The artist’s glitzy human figures were making their desires known but he lived a simple life and rarely wrote about his vision or methods. His paintings were large and deliberate, and required long sittings by his subjects. He was also known to paint wearing a kaftan, sandals and no underwear, and would cover his sketchbooks in cat urine—his preferred fixative.
Although very sexually active, Klimt was a lifelong bachelor and kept his affairs private. His fame meant that he could be selective over company and he rarely socialised with other artists.
In a rare writing called ‘Commentary on a non-existent self-portrait’ Klimt said:
‘I have never painted a self-portrait. I am less interested in myself as a subject for a painting than I am in other people, above all, women.
‘There is nothing special about me. I am a painter who paints day after day from morning to night…whoever wants to know something about me…ought to look carefully at my pictures.’
Later life and death
In 1905, Gustav Klimt and a number of other members resigned from the Vienna Succession, following a disagreement over the group’s association with a local gallery (Klimt’s group was opposed to the commercialisation of their association).
In his later years, Klimt spent time with Emilie Flöge and took to painting detailed landscapes. Klimt’s first prize award at an international exhibition in Rome for his painting Death and Life (c.1908-1915) was considered among his greatest achievements.
Klimt suffered a stroke in January 1918 that left him partially paralyzed.
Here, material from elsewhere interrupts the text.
PR #2692, opened 2025-09-06
Guide: how to spell check HTML output

Alex-Jordan:
While I could have spell checkers in my editors, I haven't put in the time to configure them for XML. Let alone for chunks of other code like latex-image or pg-code. Instead I use what's described here in Firefox, which makes a quick-and-dirty spell checker on the output pages. If I'm reviewing something in final stages, I run this on each page as I review. I thought this might be of some general interest for the guide.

Whilst hospitalized, he contracted pneumonia and died that same year on 8 February, aged 55. He left numerous paintings unfinished and was buried at the Hietzing Cemetery in Vienna. Since his death, Klimt’s paintings have sold for some of the highest prices ever recorded for individual works of art.
The Kiss (c1907-1908)
Probably the most famous of Klimt’s paintings, The Kiss is central to the Vienna Secession movement and shows two lovers embracing on the edge of a meadow. The painting was so popular that it was bought whilst it was still unfinished.
Portrait of Adele Bloch-Bauer I (c.1903-1907)
Another painting from Klimt’s Golden Phase, this is the first of two portraits by the artist depicting the wife of an influential industrialist that supported Klimt. Also called ‘The Lady in Gold’, the painting was stolen by the Nazis in 1941 but was eventually returned to the family.
Beethoven Frieze (1901)
One of Klimt’s most famous artworks, Beethoven Frieze was painted on the walls of the 19th century Secession Building in Vienna. After the 1902 exhibition for which it was painted, the composition detailing the human quest for happiness was preserved and sold.
This oil painting depicts the daughter of the mythical King Acrisius of Argos who was seduced and impregnated by Zeus—who took the form of golden rain. Klimt’s nude composition clearly shows the rain between Danaë’s legs. The artist would ask his models to pose in these revealing positions and he’d draw them with simple outlines.